Maudofallhopefulness · 15/03/2016 20:10

I kick DH out to the spare room for snoring. If we share our bed he annoys me so I end up on a camp bed in the DCs room (I hate the spare room).

My sleep deprivation is beginning to show in my face. I'm aging rapidly.

auntymeme · 15/03/2016 20:41

I understand your pain dp is a pain in the neck. if i move an inch hes straight over on my side of the bed. right up in my face and snores right in my ear, it annoys me so much Angry but i m not allowed to complain to much at him, i tend to wriggle a bit in my sleep so far in the past 4 weeks i have "accidently"(his words being sarcastic) kicked him in the manly area 000ps Grin . i do feel your pain

emwithme · 15/03/2016 20:44

We have a super king bed and a double duvet each. It's fucking fabulous. I tend towards insomnia, and DH snores like a jackhammer but since we've had this (a month) then we've both slept all night, every night, which is unheard of.

We've got the Malm from Ikea, which starts at £240 (although ours was more because we went for the one with storage boxes) but you can get the Brimnes in a superking at only £149. We have the Hyllestad mattress which was £350 but you can get the Hovag for £300, so you can get a brand new super king bed for less than £450 - or there's this from Argos, on offer for £399.99 (and a further 20% off if you use the code FURNSAVE so that would mean it cost £320)

Wheresmybippers · 15/03/2016 20:47

Dh and I sleep in separate bedrooms and have since we got a 2 bedroom house. We also feared one of us would commit murder. We got a super king after our honeymoon (we managed to sleep together there!) but still couldn't do it at home. I now sleep in it with dd and dh has his own room. I fully expect to be sleeping with 2 dc in here next year. He will still have his own room Grin

Wheresmybippers · 15/03/2016 20:47

Also! We only spent about 350 quid on the bed and mattress and it's lovely!!

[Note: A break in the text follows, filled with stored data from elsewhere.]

PR #12472, opened 2026-07-31
Deep mased imp modules

SkyLexS:
## PR checklist

Closes #XXX 

- [x] Made DeepMAsED opt-in by default, merged the redundant skip flags into one (skip_deepmased), and renamed deepmased_cpu_only to deepmased_use_gpu (also opt-in). Fixed the assembly filter to select by assembler instead of sr_platform, correctly excluding hybrid/long-read assemblies, and decoupled DeepMAsED from skip_binning like ALE. On the modules: added the process_gpu label to DEEPMASED_PREDICT and fixed DEEPMASED_FEATURES' output (plus stub) to accept gzipped files. Docs updated accordingly.
- [x] Add a resource `label`
  - For modules:
  - For subworkflows:


modules/nf-core/deepmased/features/main.nf
```diff
@@ -13,7 +13,7 @@ process DEEPMASED_FEATURES {
 
     output:
     tuple val(meta), path("*_feature_file_paths.tsv"), emit: feature_table
-    tuple val(meta), path("*_feats.tsv"), emit: feature_files
+    tuple val(meta), path("*_feats.tsv{,.gz}"), emit: feature_files
```
dialvarezs, line 16: Need to update the meta output block to match this change.

SkyLexS: it was an unexpected conflict and I resolved it poorly

dialvarezs:
Hi @SkyLexS,
I did a few additional tests and came to the conclusion that supporting GPU in this module would be basically impossible without forking the tool and updating it.

First, the Biocontainers container doesn't include CUDA (TensorFlow is compiled for CPU), so we can't use that one for GPU execution.

I tried to create a new container that includes CUDA-enabled TensorFlow, but I didn't succeed. The main problem is that DeepMAsED depends on Python 3.7 and TensorFlow 2.0, both of which are quite old. Both dependencies need to be matched with CUDA 10, so there's no support for GPUs from roughly the last 7 years. And we can't use a newer TensorFlow because DeepMAsED relies on old APIs. There have been no new developments on the tool in all these years (in fact, the developers created a new tool in the meantime: https://github.com/leylabmpi/resmico).

For these reasons, I suggest we just run it in CPU mode and don't add GPU options at all.

dialvarezs (approved):
LGTM!

PR #12473, opened 2026-07-31
Swap plink2 modules to topics

SPPearce:


modules/nf-core/plink2/pmerge/tests/main.nf.test
```diff
@@ -64,7 +64,7 @@ nextflow_process {
         }
         then {
             assertAll(
-                { assert process.success },
+                { assert process.success},
```
erikrikarddaniel: The lack of trailing white space before the curly bracket is not consistent with the rest of the file. (And maybe in other files as well. Caught my eye here.)

modules/nf-core/plink2/vcf2bgen/tests/main.nf.test
erikrikarddaniel, line 1: I suppose you have a reason for removing the single end param, but it looks a bit odd since it has nothing to do with the rest of the PR.

erikrikarddaniel (approved):
LGTM. Two tiny comments.

modules/nf-core/plink2/pmerge/tests/main.nf.test
SPPearce: Yes, I used find and replace, but this one wasn't changed as this moduel was already topics.

modules/nf-core/plink2/vcf2bgen/tests/main.nf.test
SPPearce: The single_end meta value isn't doing anything here, and is just a hangover from the old template.

PR #12474, opened 2026-07-31
Swap quantmsutils to topics

SPPearce:


subworkflows/nf-core/dia_proteomics_analysis/tests/main.nf.test.snap
erikrikarddaniel, line 1: I can't see the version of the tool here.

erikrikarddaniel (approved):
I'm missing the tool version in one snap diff -- see comment -- or am I blind? Approving in case the latter is true.

subworkflows/nf-core/dia_proteomics_analysis/tests/main.nf.test.snap
SPPearce: This is intended. Subworkflows no longer process the versions, because they are passed directly to the topic channel instead.

PR #12491, opened 2026-08-01
Bump trgt/genotype

bagnacan:
This PR bumps trgt/genotype from version `5.0.0` to version `5.1.0`.

Note that, differently from the new conda environment and [docker container build](https://wave.seqera.io/view/builds/bd-66e3b26326e566e7_1), the [singularity container build](https://wave.seqera.io/view/builds/bd-50ffb29e555ef626_1) must explicitly install gzip. This is done to preserve the `stub` block as it is.

In detail: when the singularity container build does not install gzip, the `--profile singularity` stub tests fail with `.command.sh: line 3: gzip: command not found`; this _could_ be avoided by changing [this line](https://github.com/nf-core/modules/blob/826a9b28d6da61097d60e1923bb8a2e51de3c5b4/modules/nf-core/trgt/genotype/main.nf#L43) of the `stub` block with `touch ${prefix}.vcf.gz`, however, the resulting file would be an empty file instead of an (empty) _gzip compressed_ file.

## PR checklist
  - For modules:


mashehu (dismissed):
Add gzip as a dependency in environment.yml please. Makes it easier to do these updates in the future.

SPPearce (approved):

PR #12494, opened 2026-08-02
updated module: xengsort/index

LeonHornich:
Updated existing `xengsort/index` module with the following changes:
- tool version: now latest version -> 2.2.1: this adds support for `--bisulfite` mode
- adjusted input and output handling to be more in-line with nf-core standards
- added thread parameters as according to tool [handling](https://gitlab.com/genomeinformatics/xengsort/-/blob/master/xengsort/xengsort/xengsort_index.py?ref_type=heads)
- extended testing cases: default, bisulfite, stub

## PR checklist

Closes #XXX 

- [x] Add a resource `label`
  - For modules:


modules/nf-core/xengsort/index/tests/main.nf.test
```diff
@@ -3,32 +3,114 @@ nextflow_process {
...
+
+        then {
+            assertAll(
+                { assert process.success },
+                { assert path(process.out.hash[0][1]).exists() },
+                { assert path(process.out.info[0][1]).exists() },
+                { assert snapshot(
+                    path(process.out.hash[0][1]).getFileName().toString(),
+                    path(process.out.info[0][1]).getFileName().toString(),
+                    process.out.findAll { key, val -> key.startsWith("versions") }
```
SPPearce: This could probably all be sanitizeOutput(process.out, unstableKeys: ["hash", "info"])

modules/nf-core/xengsort/index/main.nf
```diff
@@ -3,41 +3,57 @@ process XENGSORT_INDEX {
...
+    }
+
+    def read_threads = Math.ceil(subtables / 10) as int
+
+    def split_threads = 2 * read_threads
+
+    if ((subtables + read_threads + split_threads) >= cpus) {
+        read_threads = 1
+        split_threads = 2
+    }
```
SPPearce, line 42: Where is all this coming from?

modules/nf-core/xengsort/index/meta.yml
```diff
@@ -76,7 +87,8 @@ topics:
       - xengsort --version:
           type: eval
           description: The expression to obtain the version of the tool
+
 authors:
-  - "@diegomscoelho"
```
SPPearce, line 80: Still was the original author. You can add yourself though.

modules/nf-core/xengsort/index/main.nf
LeonHornich: I have had a similar discussion [here](https://github.com/nf-core/modules/pull/12386). The values and logic is taken from the tools source [code](https://gitlab.com/genomeinformatics/xengsort/-/blob/master/xengsort/xengsort/xengsort_index.py?ref_type=heads).

LeonHornich: @SPPearce any thoughts on this? Or should i omit this approach entirely?

SPPearce: If it is in the source code, does that mean it does it automatically?

SPPearce: I don't mind you doing this if that is suggested by the tool, just add a comment pointing to that effect

LeonHornich: > If it is in the source code, does that mean it does it automatically?

This is the tools default threading behavior if none of `--threads-split`, `--threads-read` or `--subtables` is specified when executing the tool. Meaning these could be overwritten by a `nextflow.config` file. 

Since the tool doesn't explicitly support a single `--threads ${task.cpus}` (or similar) logic, i figured this approach was still in line with nf-core modules guidelines and the support for multi-threading?

modules/nf-core/xengsort/index/tests/main.nf.test
```diff
@@ -3,32 +3,100 @@ nextflow_process {
...
+                input[2] = 10000
                 """
             }
         }
 
         then {
             assertAll(
                 { assert process.success },
-                { assert snapshot(sanitizeOutput(process.out)).match() }
+                { assert snapshot(process.out).match() }
```
SPPearce:
```suggestion
                { assert snapshot(sanitizeOutput(process.out)).match() }
```

SPPearce (commented):
Just the snapshot that is missing sanitizeOutput and then good.

modules/nf-core/xengsort/index/tests/main.nf.test
LeonHornich: thought this wasn't necessary for the stub tests, since it's just empty files? Is there a reason for this aside from universality?

SPPearce: without this, the snapshot has the named channels AND the numbered channels, both showing the same thing.

modules/nf-core/xengsort/index/tests/main.nf.test
```diff
@@ -3,32 +3,100 @@ nextflow_process {
...
+                input[2] = 10000
                 """
             }
         }
 
         then {
             assertAll(
                 { assert process.success },
-                { assert snapshot(sanitizeOutput(process.out)).match() }
+                { assert snapshot(sanitizeOutput(process.out, unstableKeys: ["hash", "info"])).match() }
```
SPPearce:
```suggestion
                { assert snapshot(sanitizeOutput(process.out)).match() }
```

modules/nf-core/xengsort/index/tests/main.nf.test
```diff
@@ -3,32 +3,100 @@ nextflow_process {
...
+                ]
+                input[2] = 2000000
+                """
+            }
+        }
+
+        then {
+            assertAll(
+                { assert process.success },
+                { assert snapshot(sanitizeOutput(process.out)).match() }
```
SPPearce:
```suggestion
                { assert snapshot(sanitizeOutput(process.out, unstableKeys: ["hash", "info"])).match() }
```

modules/nf-core/xengsort/index/tests/main.nf.test
LeonHornich: that makes sense thank you :)

SPPearce (commented):
What happened to `mask`?

SPPearce (approved):
I think this is fine, provided the mask removal is expected.

LeonHornich:
> What happened to `mask`?

For the tool to run you have to specify either a k-mer length `-k` or a k-mer mask (see module version previous tests). These two are mutually exclusive and are therefore technically not always required by the tool. This is why i do not include them in the module as an input channel. They'll have to be specified in the config.

PR #12495, opened 2026-08-02
Add cross-caller merge tests to custom/orfmerge

FelixKrueger:
`custom/orfmerge` exists to collapse the same ORF called by different callers into one catalogue row, but its real-data test can't demonstrate that: Ribo-TISH and RiboCode share exactly one `transcript_id` and zero `(transcript_id, strand, start, end)` keys on the chr20 fixture, so no row ever carries both callers. This adds two synthetic tests, one per clustering strategy — transcript-anchored ORFs collapsing on an exact span, and non-transcript-anchored ORFs collapsing by reciprocal overlap. Both build their input inline with `collectFile`, so no test-data changes are needed and nothing about the module changes.

<details>
<summary>AI-assisted detail — keep or bin as you see fit</summary>

The existing assertion looks like a merge check but is satisfied by zero merging:

```groovy
{ assert rows.every { it[called_ribotish] == '1' || it[called_ribocode] == '1' } },
```

Every row coming from exactly one caller passes it. That is the actual state on this fixture — 20 rows, 15 from RiboCode and 5 from Ribo-TISH, none from both. Cross-*sample* merging is genuinely covered (`n_samples == 2` on five rows, since Ribo-TISH runs twice on the same input), so only the cross-caller half is missing.

Why the fixture can't cover it: the two callers overlap on one transcript, `ENST00000618693`, and even there they describe different features — Ribo-TISH reports a ~200 aa CDS spanning the whole 177 kb locus, RiboCode a 70 aa out-of-frame internal ORF inside part of it. Nothing should merge those, and nothing does.

The two added tests:

| test | strategy exercised | asserts |
| --- | --- | --- |
| transcript-anchored | collapse by `(transcript_id, strand, start, end)` | two callers at identical coordinates give one row with both `called_by_*` set; a second uORF on the same transcript at a different span stays a separate row |
| non-transcript-anchored | `cluster_by_reciprocal_overlap` | two callers 10 nt apart (0.97 reciprocal) give one row with both `called_by_*` set |

They use `uORF` and `novel_u`, and assert on `called_by_*` and `orf_class` only — no snapshot — so they stay valid across changes to the `orf_class` vocabulary and need no `.snap` entries.

Verified against this commit's parent by running nf-test locally: both new tests pass. I could not reproduce the container in my environment, so the two pre-existing tests' `snapshot(process.out).match()` assertions fail locally on a `versions.yml` Python difference — they fail identically with the pristine test file, so that is unrelated to this change, and CI is the authority.

Found while adding an `is_smorf` / positional-`orf_class` change to nf-core/riboseq, where this gap meant a merge regression would have gone undetected. That work is separate and not yet submitted; this stands on its own.

</details>


FelixKrueger:
The failures are a stale snapshot on `master`, not something this PR changed.

All six shards (docker, conda, singularity × 2) disagree with the committed snapshot on the same four md5s, and agree with each other. I reproduced those exact values locally against **pristine** upstream code with this PR's test additions reverted, so the mismatch predates the PR — it just wasn't visible, because nf-core only runs tests for changed modules and nothing had touched `custom/orfmerge` since the snapshot was recorded in #12167.

Re-recorded the four values in 3b78904. Only the catalogue and consensus outputs moved; `versions.yml`, the ORF-to-gene maps and the MultiQC sidecar are unchanged, and every behavioural assertion in both pre-existing tests was already passing (`1 of 14` and `1 of 6` failed, both the snapshot).

<details>
<summary>AI-assisted detail — evidence and what I ruled out</summary>

| output | committed | produced (CI ×6 and locally) |
| --- | --- | --- |
| `cohort.catalogue.bed12` | `59b9b0c4…` | `00ba4985…` |
| `cohort.catalogue.tsv` | `d6af31aa…` | `87f40563…` |
| `cohort.catalogue.consensus.bed12` (min-samples 2) | `b3da4afa…` | `b3c71662…` |
| `cohort.catalogue.consensus.tsv` (min-samples 2) | `70d77817…` | `43d98f76…` |

Ruled out as causes:

- **This PR.** Reverting the added tests and re-running pristine upstream code gives the same four values CI produced. The additions are separate `test` blocks with no snapshot assertions, so they cannot alter another test's output.
- **Test-data drift.** `sample1.ribotish.pred.txt` and `sample1.ribocode.txt` last changed 2026-05-21, before the snapshot was recorded on 2026-06-25; the chr20 GTF dates from 2024.
- **The `custom/orfnormalise` change in #12436**, whose output this module's `setup` consumes. That patch only touches `parse_price`, and this test's setup runs Ribo-TISH and RiboCode; its own snapshot diff was `+49/-0`, so no existing entry moved.
- **Environment.** `versions.yml` is identical in the diff, and the four values reproduce across three container engines plus a container-free local run.

I could not identify what originally invalidated it between 2026-06-25 and now, so I've re-recorded rather than claimed a root cause. If you would rather this landed as its own PR ahead of the test additions, happy to split it.

</details>

erikrikarddaniel (approved):
There's no CHANGELOG entry. Not sure if it's needed, but an "Improved tests" could be useful.

FelixKrueger:
Thanks for the review!

I went looking and couldn't find one to add — a repo-wide search for `filename:CHANGELOG.md` in nf-core/modules returns 0 hits, and the PR checklist in `.github/PULL_REQUEST_TEMPLATE.md` doesn't mention a changelog either (unlike the pipeline template, where it is a required item). So unless there's a convention I've missed, there's nothing here to update and the commit messages plus this description are the record.

Happy to add an entry if you can point me at the right file.

erikrikarddaniel:
Sorry, my mistake. I was thinking of pipeline PRs.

VoldysGoneMouldy · 15/03/2016 20:55

OP I do understand what it is like to be supporting someone with anxiety, but you cannot continue to sacrifice your sleep - and your sanity - because you're worried about upsetting him, or triggering his worries.

Silvercatowner · 15/03/2016 21:00

I have my own bedroom (with ensuite). We always start off in the same bed but then I go to my own room to sleep. Husband is a crap sleeper, he snores and talks in his sleep. I sleep well on my own. We've been married 30 years, he is my soul mate and our sex life is as good as it has always been.